Two-dimensional materials have emerged as a promising platform for next-generation optoelectronic memory and neuromorphic computing devices. Their unique electronic, optical, and mechanical properties enable novel device architectures that bridge the gap between data storage and processing. Among these materials, transition metal dichalcogenides like molybdenum disulfide (MoS2) have demonstrated exceptional potential for resistive switching, photonic synapses, and in-memory computing applications.
Resistive switching in 2D materials forms the foundation of optoelectronic memory devices. The phenomenon relies on the reversible modulation of a material’s resistance under electrical or optical stimuli. In MoS2-based resistive random-access memory (RRAM), defects such as sulfur vacancies act as trapping sites for charge carriers, enabling the formation and rupture of conductive filaments. The high on/off ratios, often exceeding 10^5, and low switching voltages, typically below 1 V, make these devices attractive for non-volatile memory applications. The switching dynamics can be further tuned by controlling layer thickness, defect engineering, and interfacial properties.
Photonic synapses represent another breakthrough, where light pulses emulate synaptic plasticity in neural networks. Unlike purely electrical devices, optoelectronic synapses leverage the photoresponse of 2D materials to achieve synaptic weight modulation. MoS2 exhibits strong excitonic effects and tunable photoconductivity, allowing for precise control over synaptic behaviors such as short-term plasticity (STP) and long-term potentiation (LTP). For instance, pulsed laser illumination can induce persistent photoconductivity, mimicking the strengthening of synaptic connections. The ability to integrate optical and electrical stimuli enables more complex neuromorphic functionalities, including spike-timing-dependent plasticity (STDP), a critical mechanism for unsupervised learning in artificial neural networks.
In-memory computing architectures leverage 2D materials to overcome the von Neumann bottleneck by performing computations directly within memory arrays. Crossbar arrays of MoS2 memristors can execute vector-matrix multiplication in parallel, significantly accelerating machine learning tasks. The inherent scalability of 2D materials allows for ultra-dense integration, with device footprints potentially shrinking to the atomic scale. Additionally, their compatibility with flexible substrates opens new avenues for wearable and edge computing applications.
The role of MoS2 in mimicking neural plasticity stems from its dynamic response to external stimuli. Defect-mediated ion migration, charge trapping, and phase transitions contribute to analog switching behaviors that closely resemble biological synapses. For example, gradual resistance changes under repeated electrical pulses emulate the strengthening or weakening of synaptic weights, essential for adaptive learning. Heterostructures combining MoS2 with other 2D materials, such as hexagonal boron nitride (hBN), further enhance device performance by improving interface quality and reducing leakage currents.

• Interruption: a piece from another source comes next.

PR #89, opened 2022-05-30
Suppress LGTM alerts

sergefdrv:


sergefdrv:
Not sure if this will actually suppress the alerts, so I'll try to merge and see.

Despite these advantages, challenges remain in endurance and variability. Cycle-to-cycle and device-to-device variations can arise from stochastic filament formation or environmental factors like humidity. Endurance is often limited by material degradation or irreversible defect generation, with typical lifetimes ranging from 10^4 to 10^6 cycles in MoS2-based devices. Strategies to mitigate these issues include encapsulation layers, doping, and optimized electrode materials. For instance, graphene electrodes have been shown to reduce interfacial reactions and improve switching uniformity.
Applications in AI hardware are particularly compelling. Neuromorphic devices based on 2D materials can enable energy-efficient deep learning accelerators, with power consumption potentially orders of magnitude lower than conventional CMOS-based systems. Prototypes have demonstrated pattern recognition, image classification, and even reinforcement learning tasks with high accuracy. The integration of photonic synapses also paves the way for optoelectronic neural networks, where light-based communication could further reduce latency and power consumption.
Looking ahead, the development of large-scale fabrication techniques will be critical for commercial adoption. Chemical vapor deposition (CVD) and transfer methods have advanced significantly, but achieving uniform, defect-free films over wafer-scale areas remains a challenge. Hybrid integration with silicon photonics and complementary metal-oxide-semiconductor (CMOS) technology could provide a practical pathway for near-term deployment.
In summary, 2D materials like MoS2 are redefining the landscape of optoelectronic memory and neuromorphic computing. Their unique properties enable resistive switching, photonic synapses, and in-memory computing architectures that closely emulate biological neural networks. While endurance and variability issues persist, ongoing material and device engineering efforts continue to push the boundaries of what is possible in AI hardware and beyond. The convergence of electronics and photonics in these systems promises to unlock unprecedented efficiencies and functionalities in the era of post-von Neumann computing.